Bio
I am a sociologist, educator and writer, currently a Freigeist (“Free Spirit”) Fellow/Assistant Professor at the Max Weber Institute of Sociology, University of Heidelberg and a Senior Fellow at the Yale University Center for Cultural Sociology. I further run Inscribing Plurality, as a Landecker Democracy Fellow, which brings emerging Jewish and Muslim writers together with the aim of pluralising discourse and am co-editor of the journal Patterns of Prejudice, dedicated to understanding the motivations for, and potential solutions for discrimination.
I received my PhD in Sociology from Yale University in 2018, my master’s degree in Forced Migration and Refugee Studies from Oxford University in 2007, and my BA in Sociology and a College Scholar (focusing on the effects of trauma on culture in the context of forced migration).
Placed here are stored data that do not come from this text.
PR #3266, opened 2026-09-02
windows: a variadic HLE handler gets the guest's own frame, not a signature (#3246)

### LINKED ISSUE #3246: Windows: variadic HLE handlers get no floating-point arguments, because MS x64 varargs also want them in the integer registers
## Summary

prosper's Windows import bridge is signature-driven since #2955, but a `CallSignature` cannot describe
a **variadic** handler, and the variadic handlers are registered by `(HleFn)` cast, so they take the
historical fixed integer path. That path is right for their named integer arguments and wrong for
everything a Microsoft x64 variadic call requires beyond them.

`CONFIDENCE: HIGH` on the mechanism (published convention plus the emitter's own bytes).
**Not reproduced on a Windows host**, and not observed corrupting a title — this is a gap named
during #2955 rather than a failure someone saw.

## The mechanism

Microsoft x64 varargs have two rules System V does not:

1. **A floating-point argument passed in the variadic part must ALSO be placed in the corresponding
   integer register** (`xmm1` *and* `rdx` for the second argument, and so on), because the callee's
   `va_arg` may read either file.
2. Arguments 5 and beyond go on the stack by position, with args 0-3 owning home slots.

System V has neither: FP variadic arguments go in `xmm0..7` only, and `al` carries how many were
used. The bridge's fixed path moves integer registers and touches no xmm at all, so a guest
`printf("%f", x)` reaches the handler with the format string placed correctly and the value nowhere
the host CRT will look for it.

## Affected

`src/hle/libc/hle_libc.cpp`, the real host variadics:

| handler | registered as |
| --- | --- |
| `h_printf` | `printf` |
| `h_sprintf` | `sprintf` |
| `h_snprintf` | `snprintf`, `sprintf_s` |
| `h_sscanf` | `sscanf` |

The `v*` forms (`h_vsnprintf`, `h_vsprintf`) take a `va_list` **pointer** and are not affected — they
copy the guest's list wholesale.

Linux and macOS are unaffected: the host ABI is the guest's, the import stub is a bare tail-jump, and
`hle_libc.cpp` already documents that the compiler-generated variadic prologue captures the full
frame intact.

## Why this is not a #2955 follow-up in the ordinary sense

It cannot be fixed by declaring a signature, because there is no signature: the argument list is
whatever the guest's format string says at run time. Two shapes that could work, neither obviously
right:

- **Parse the format string in the stub's callee.** That is what the handler is going to do anyway,
  so a small adapter could re-marshal from a captured System V frame into a host `va_list`. Doable,
  and it puts format parsing on the ABI path.
- **Capture the guest frame and call the `v*` form.** Build a Microsoft `va_list` from the guest's
  register save area plus overflow area — mechanical, and the same machinery the guest's own
  `va_start` would have produced.

Either way the acceptance test is the same and should be written first, in the shape #2955's already
is: a variadic handler called through the emitted bridge with a mixed `%s %d %f %s` argument list,
asserting the formatted output, executed on any x86-64 host via `__attribute__((ms_abi)))` rather
than requiring a Windows box.

## Also unaudited, and cheaper to answer

The fixed path forwards exactly **ten** guest arguments (`a0..a9`). A registered handler declaring
more would silently lose the rest on Windows. Nobody has counted whether one exists; the survey is a
grep over the registrations plus each target's parameter list, and it is the other half of
`docs/PORTING.md`'s "audit the `(HleFn)`-cast handlers" item.

mattias800:
Fixes #3246.

## The defect

#2955 made the Windows import bridge signature-driven, and explicitly deferred the one argument list
a `CallSignature` cannot describe: a **real C variadic**, whose shape the format string decides at run
time. Those handlers kept the historical fixed integer shuffle, which never touches xmm.

The consequence is larger than "the float is missing", for the same reason as #2955: System V counts
integer and SSE arguments with **two independent counters** and Microsoft x64 with **one positional**
one, so a single float desynchronizes them and displaces every argument behind it too.

For `printf("%d %f %s", i, f, s)`:

| arg | guest sets (SysV) | handler reads (MS) | old stub delivered |
| --- | --- | --- | --- |
| 0 `fmt` | `rdi` | `rcx` | `rcx` ✓ |
| 1 `%d` | `rsi` | `rdx` | `rdx` ✓ |
| 2 `%f` | `xmm0` | home slot 2, from `r8` | **`s`'s pointer bits, read as a double** |
| 3 `%s` | `rdx` | home slot 3, from `r9` | **whatever `r9` held** |

Executed on a real Microsoft x64 host (MinGW + wine), the pre-fix path prints `1|0.00|9437184` where
`1|1.50|2` was asked for. With a `%s` behind the float it is worse than wrong output: the displaced
argument is read as a **pointer and dereferenced**, which printed the stub's own machine code as a
string at `-O0` and **faulted outright** at `-O2` (`Unhandled page fault on read access to
FFFFFFFFFFFFFFFF`).

## The census

Every dump in the local corpus (56 titles) imports `printf`, `sprintf`, `snprintf`, `sprintf_s`,
`snprintf_s`, `sscanf`, `vsnprintf` and `vsprintf`, and every one carries thousands of format strings
with a floating-point conversion (median ~3,500, max 33,761). So the class is universal rather than
exotic — what is unknown is which of those call sites a given boot reaches, which needs a Windows host.

## Two things the issue did not have

**The `v*` forms are NOT unaffected**, and the issue says they are. On Windows `va_list` is a bare
`char*`, so

```cpp
va_list ap; if (a3) memcpy(&ap, P(a3), sizeof(va_list));   // sizeof(va_list) == 8 on Windows
```

copies **eight** bytes of a **twenty-four** byte System V structure and then reads its
`{gp_offset, fp_offset}` pair as a pointer. That is not a wholesale copy, it is a type confusion, and
it applied to `vsnprintf`, `vsprintf` and `vsscanf` on every Windows boot.

**`sscanf` IS unaffected**, and the issue lists it as affected. Every variadic argument a scanf-family
call passes is a **pointer**, so the list is all-integer, no floating-point duplication is required,
and System V's integer registers map one-for-one onto Microsoft's first ten argument positions —
exactly what the historical shuffle already delivers. It is deliberately left on that path.

## The fix

Not to satisfy the Microsoft varargs FP-duplication rule but to **sidestep** it. That rule only binds
on code that *forwards* a variadic call in registers; prosper does not have to.

- **`PROSPER_GUEST_ABI`** (`hle/dispatch/dispatch.hpp`) — `__attribute__((sysv_abi))` on Windows, empty
  elsewhere. `printf`/`sprintf`/`snprintf` carry it, so their import stub becomes the same **bare
  tail-jump Linux uses** and the compiler's own System V variadic prologue captures the guest's frame:
  registers, xmm, AL and the overflow area alike. No width cap, no new emitted machine code.
- **`src/host/abi/guest_varargs.hpp/.cpp`** — reads that list by the System V rules, learns each
  argument's class from the format string, and writes the flat array of 8-byte slots that **is** a
  Microsoft `va_list`, handed straight to the host CRT's `v*` function. Pure functions, compiled and
  tested on every platform.
- **`Hle::register_guest_abi`** — a template whose parameter type carries the attribute, so on Windows
  a handler that forgot the tag is a **compile error**, not a stub reading the wrong registers.
- `emit_guest_abi_tailjump` in the bridge, so those stub bytes stay in `host/abi` and stay testable.

A format the model will not guess at (a POSIX `%1$s`, an x87 `%Lf`, an unknown conversion) formats only
the **prefix it can account for** and says so on stderr — less than the guest asked for, never a value
read from the wrong file.

### The constraint that shapes the code

**MinGW cannot emit SEH unwind data for a `sysv_abi` function.** A frame needing an unwind cleanup
fails to assemble with `.seh_handlerdata used outside of .seh_proc block` — and whether one appears is
an **inlining** decision, so the same source assembles at `-O0` and `-O2` and fails at `-O1` when a
throwing callee gets inlined in. Reproduced on MinGW GCC 16.1.1. So each shim captures and immediately
delegates to a `noinline`/`noexcept` host function that owns every C++ object. That is why
`docs/PORTING.md`'s "the attribute route was abandoned" still stands for the 537 STL-using handlers:
three capture-and-delegate shims can be kept cleanup-free; a library of handlers cannot.

## The ">10 arguments" audit riding on the issue

Answered, negative. No registered handler declares more than ten arguments: handlers are written
through per-file `HLE`/`HLE7`/`HLE8`/`HLE9`/`HLE10` macros whose widest member is exactly ten (12 uses
of `HLE10`, no `HLE11`), and the widest hand-written declarations reach nine. `abi::kLegacyForwardedArgs`
now records the prologue's capacity, and a `static_assert` at the `HLE10` definition couples the two —
the surviving risk is a future `HLE11`, not anything in the tree today. Not split into its own issue
because the answer is one paragraph and one assert.

## Linux and macOS: a no-op by construction

`PROSPER_GUEST_ABI` is empty there, the stub was already a bare tail-jump, and every
`#if defined(_WIN32)` arm leaves the existing code character for character. The guest-ABI registry flag
is set on all platforms because it is *true* on all platforms ("no conversion needed"); only the
Windows emitter reads it.

## Verification

**On this Linux box** — `cmake -S prosper -B prosper/build-linux && cmake --build prosper/build-linux -j6`:

| | result |
| --- | --- |
| build | exit **0** |
| `ctest --no-tests=error` | exit **0**, **347/347 passed** |

Baseline measured on the branch point (`30c4270b6`) in a separate worktree: exit **0**, **346/346** —
so the change adds exactly the one new case and moves nothing else. The first pass of this branch was
verified the same way on its original base `e13fd40af` (345/345 against a 344/344 baseline).

**And on a real Windows host, in CI.** `Windows MinGW` builds the whole tree and runs the whole suite
with `--no-tests=error`: **266/266**, including `guest_varargs`, `sysv_ms_bridge`, `printf_varargs` and
`guest_log_capture`. That job is also what caught the second commit's defect — see below — which is the
single best argument for it being a required check on ABI work.

The new `guest_varargs` case is cross-platform on purpose. Both conventions' `va_arg` are reachable
from any x86-64 host through `__builtin_sysv_va_list` and `__builtin_ms_va_list`, so:

- the System V **read** is checked against a real `va_start` frame read by the **compiler's own**
  `va_arg` — an independently produced positive instance, not the machinery checking itself;
- the Microsoft **write** is consumed by the **compiler's own** ms_abi `va_arg`, so the layout claim is
  checked against the toolchain rather than against the test's belief about it;
- a 20-argument call drives arguments past **both** register files and through the interleaved overflow
  area.

**On a real Microsoft x64 host.** `tools/probe_win_varargs.cpp` (not part of the build; its header
carries the command) cross-compiles the **production sources** with MinGW and runs them under wine:

```
x86_64-w64-mingw32-g++ -std=c++20 -O$O -static -I prosper/src -o probe.exe \
    prosper/tools/probe_win_varargs.cpp prosper/src/host/abi/guest_varargs.cpp \
    prosper/src/host/abi/sysv_ms_bridge.cpp
WINEDEBUG=-all wine probe.exe
```

**4/4 at `-O0`, `-O1`, `-O2`, `-O3`, `-Og`, `-Os`** — a mixed 12-argument call, ten doubles including
two past `xmm7`, the truncating fallback, and the negative control above.

**Not verified:** a live guest calling `printf` on a Windows host. Nobody here has one. The command that
would settle it is the ordinary Windows run — build under MSYS2 UCRT64 with
`cmake -S prosper -B prosper/build-windows -G Ninja -DPROSPER_APP=ON`, launch any title, and confirm the
guest's own log output is intact and a run reaches the same point it does on Linux.

## Verification the tests carry themselves

- the **class-blind** plan must NOT deliver the double (if it did, the test could not see the defect);
- the **guest-ABI flag** must move the emitter (if the two agreed, the stub arm would assert nothing);
- the registry sweep fails if **zero** printf-family NIDs are marked, which would mean the registration
  is not reaching the registry;
- an ordinary handler (`memcpy`) and `sscanf` must NOT be marked.

## Mutation arms

Each was built and run, so the failure is the test's rather than the compiler's.

| --- | --- | --- | --- |
| `sysv_va_arg` advances the SSE cursor by 8 instead of 16 | `0` | `8` | 10 failures, all in the 20-argument call (`argument 3 arrived as 0, expected 3.5`) |
| the format plan classifies float conversions as Integer (the pre-fix behaviour) | `0` | `8` | 10 failures across the plan table and both executed calls |
| the emitter ignores `guest_abi` | `0` | `8` | 3 failures — `emitted 83 bytes, expected 12` |
| the registration drops the `guest_abi` flag | `0` | `8` | 6 failures — every printf-family NID unmarked, plus the vacuity guard |

Reverted; rebuild `0`, ctest `0`, 345/345.

## The second commit, and why it is here

The first push of this branch **failed `Windows MinGW`**: `printf_varargs` and `guest_log_capture`
SEGFAULTed. Neither could fail on Linux, and the cause is the change working as intended.

Both tests take a printf handler's address out of the registry and call it through an ordinary
host-ABI variadic function-pointer type. That was correct while the handlers were Microsoft x64. Now
they are compiled in the guest's convention, so the arguments were placed by one convention and read
by the other, and the first `%s` dereferenced whatever landed in `rdi`.

Both pointer types now carry `PROSPER_GUEST_ABI` — empty everywhere but Windows. `test_printf`'s own
header already claimed it called "through its TRUE variadic signature (same SysV ABI the guest uses
via the tail-jump stub)"; the type simply could not express that before, so this makes the file honest
as well as green. The obligation is recorded at `register_guest_abi`, because `Hle::lookup` hands back
a bare address and nothing in the type system stops the next caller repeating it. A sweep for other
direct callers (`nid_hash("printf")` and friends, plus every `Hle::lookup` user) finds none — every
other one takes an ordinary integer handler, for which `HleFn` remains right.

## Review findings, and what changed

Independent review approved this and asked for one fix. All six actionable findings are addressed in
the third commit.

- **F1 (blocking, and a deletion).** The rewritten comment dropped the caveat that Linux's guest-`%fs`
  swap stub re-pushes only **four** of the guest's spilled words. Re-verified against `emit_swap_stub`
  rather than taken on trust — the four pushes are there, the saved `r11` sits immediately behind them,
  and `guest_tls_enabled()` defaults **on** — so it is live on the primary platform. Restored and
  **updated**, because the new architecture makes it Linux-only: the Windows guest-ABI stub is a bare
  tail-jump with no interposed frame, and macOS never emits the swap stub. Now also **#3271**, since a
  code comment being its only record is precisely what nearly lost it.
- **F5.** `plan_format`'s accepted set must be a subset of what the CRT consumes. **Measured** under
  wine rather than assumed: `%zu %jd %td %hhd %a %S %C` and `%'d` each consume one argument, but `%qd`
  prints `%qd` **literally and consumes nothing**. `q` is refused (332 occurrences across 50 dumps);
  `'` stays, with the measurement recorded beside it because it rests on MinGW's ANSI stdio.
- **F2.** A guest-ABI stub cannot run a return hook. Unreachable through the registry today; the
  emitter now refuses it visibly rather than emitting a stub that drops the hook.
- **F4.** The 511-byte retained prefix could be cut mid-conversion. It is now re-planned, walking the
  cut back to a conversion boundary and keeping the slot count and the formatted string in step.
- **F3 (half).** The registration guard is now checked **by the compiler**: a `static_assert` requires
  `PROSPER_GUEST_ABI` to change the function type on Windows and to leave it alone elsewhere. If the
  tag ever stopped changing the type, the guard would compile and close nothing. The other half — the
  guard closes registration, not calls, which is exactly what the CI catch was — is **#3272**.
- **F6/F7.** The probe no longer claims to compile "the production sources": it compiles the production
  *translation* sources and **re-spells** the shim shape, and says so. Its negative control asserts the
  shape of the corruption (`1|0.00|`) rather than mere inequality.

**Two of the new arms were vacuous when first written**, and both are recorded as such in the test so
the next person does not repeat them: the prefix-cap arm **passed against a build with its own fix
removed** (504 bytes never reached the cap; 600 bytes then hit the 64-argument limit first, at 258
bytes), and the return-hook registry arm read the registry before `register_builtin_hle()` populated
it.

## Second review round: `%'d`, and the method behind it

The reviewer found that `'` was kept on a measurement taken against **the wrong C runtime**. Verified
here rather than accepted, then measured on the real thing.

**The confound.** My probe and the shipping build do not resolve `printf` to the same implementation:

| | toolchain | `__USE_MINGW_ANSI_STDIO` | `vsnprintf` resolves to |
| --- | --- | --- | --- |
| the probe, under wine | Fedora cross mingw, msvcrt (`0x600`) | **1** | `__mingw_vsnprintf` — supports `'` |
| CI + shipped | MSYS2 **UCRT64** (`ci.yml:643`, `:685`) | **0** | UCRT's own — does not |

`_mingw.h:442-454` auto-enables ANSI stdio only while `__MSVCRT_VERSION__ < 0xE00`; `:229-236` pins
exactly `0xE00` on the UCRT branch, so the C++11 clause that rescues the msvcrt build cannot fire on
the shipped one. Confirmed in the local header and in `ci.yml`.

**Then measured, not inferred.** I loaded the real `ucrtbase.dll` and drove its exported
`__stdio_common_vsprintf` (UCRT keeps `snprintf` inline in headers), asking each specifier whether a
trailing sentinel survives:

```
  UCRT %'d   ['d|1234              ] consumes NOTHING
  UCRT %qd   [qd|1234              ] consumes NOTHING
  UCRT %zu %jd %td %hhd %lld %a %.2f  all CONSUME an argument
```

So `'` is `%qd` again — the exact defect this PR fixes, reintroduced by the one specifier I kept.
**Dropped.**

**The method is fixed too, which is the larger half.** A new Windows-only arm stops asserting the
subset rule and **asks whichever CRT the build actually links**, requiring `we consume ⟹ the CRT
consumes` — an implication rather than equality, because refusing something the CRT supports costs a
truncated line while accepting something it does not is argument-shifting corruption. Its vacuity
guard is load-bearing: the table must contain at least one specifier *this* CRT rejects, or the
sentinel detector could be reporting "consumes" for everything and the loop would be green while
measuring nothing.

Because that arm only ever executes on the Windows job, I validated its logic standalone under wine
against **both** runtimes first:

| | `'` refused (shipped) | `'` re-accepted (mutation) |
| --- | --- | --- |
| ANSI stdio — my probe's CRT | ARM PASSES | **ARM PASSES** |
| real UCRT — CI's CRT | ARM PASSES | **ARM FAILS** — `VIOLATION %'d ['d|1234]` |

That bottom-left/bottom-right pair *is* the trap, reproduced: the original measurement was green
because it asked the CRT that does not ship.

`tools/probe_win_varargs.cpp`'s header now carries that table, because its "4/4 at six optimisation
levels" is strong evidence about ABI, register files, overflow area and va_list layout — and **no**
evidence about which specifiers may be accepted.

**The asymmetry the reviewer named, recorded because it is the transferable lesson:** `q` was refused
on a quantified basis (332 occurrences across 50 dumps); `'` was kept on an unquantified "output that
demonstrably works" — even though the 971-occurrence count for `'` was already in hand. Same decision,
two standards of evidence, and the weaker one is the one that survived.

## Is this safe to merge with nobody having booted a guest on Windows?

The reviewer's answer is yes, and the reasoning is worth having here rather than in a thread:

- non-Windows is untouched by construction — `PROSPER_GUEST_ABI` is empty, the stub was already a
  tail-jump, and every `#if defined(_WIN32)` arm leaves the existing code character for character;
- the Windows path being replaced **was not a working path** — it could not deliver a floating-point
  variadic argument at all, and the `v*` handlers were reading a 24-byte structure as an 8-byte one;
- the mechanism is executed on a real Microsoft x64 host at six optimization levels, and the whole
  suite runs there in CI (266/266);
- the blast radius is 8 NIDs, all in the formatting path;
- the residual risks fail toward **truncated output plus a stderr line**, not corruption.

**Please grep the first Windows boot after this lands for `[libc] variadic format not fully
modelled`.** "Unreachable in practice" is currently a *static* census over the dumps — the refusable
shapes look like noise inside the guests' own libc format tables rather than call sites — and one boot
converts that into an observation. The same request is on #3246.

## Risks

- **The riskiest part is the part that cannot be run here**: this changes the machine code installed for
  five imports and the argument handling of three more, on a platform this box cannot boot. Mitigated by
  executing the production sources on a genuine Microsoft x64 host at six optimization levels, and by
  every non-Windows path being untouched.
- **The SEH constraint is optimization-dependent**, so it is a build-breaking hazard rather than a
  silent one — but only if someone edits a `PROSPER_GUEST_ABI` body. The rule is stated at the macro, in
  `src/host/abi/AGENTS.md`, and beside each shim.
- **A System V `va_list` dies with the frame it came from.** The production shims read it while the guest
  frame is live; the first draft of the test did not, and its overflow arguments came back as stack
  litter. That is recorded where it can be re-learned cheaply.
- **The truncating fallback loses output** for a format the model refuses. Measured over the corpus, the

My work focuses on the experiences of Muslims and Jews in Europe and United States, as well as Muslim-Jewish relations. I currently collaborate with schools and universities on combatting Islamophobia and anti-semitism.
As the principle investigator for the Muslims for American Progress New York City Project, I have actively worked to confront and dismantle stereotypes about Muslims in the United States. You can see a video from my presentation at the Brooklyn Historical Institute on C-SPAN here.
In my Freigeist project “Invisible Architects: Jews, Muslims, and the Construction of Europe,” I highlight how Jews and Muslims have contributed to the formation of European societies.
I write books and articles for newspapers, magazines and academic outlets. I am author of Mosques in the Metropolis: Incivility, Caste ,and Contention in Europe (University of Chicago Press).I am currently writing a literary non-fiction book Passages: The Moving Lives of Jewish Berlin, represented by Jessica Craig Literary. The first piece of this project, “Walking with Walter Benjamin: The Jewish Lives and Afterlives of “the City god,” Berlin” was published in the literary magazine The New England Review.
I further write for mainstream outlets on issues related to religious diversity, including publications with The Washington Post, Frankfurter Allgemeine Zeitung, Religion and Politics, Tablet Magazine, The Forward, Kveller, Global Dialogue, and A Beautiful Perspective, and was a 2021 journalism fellow at Tablet Magazine.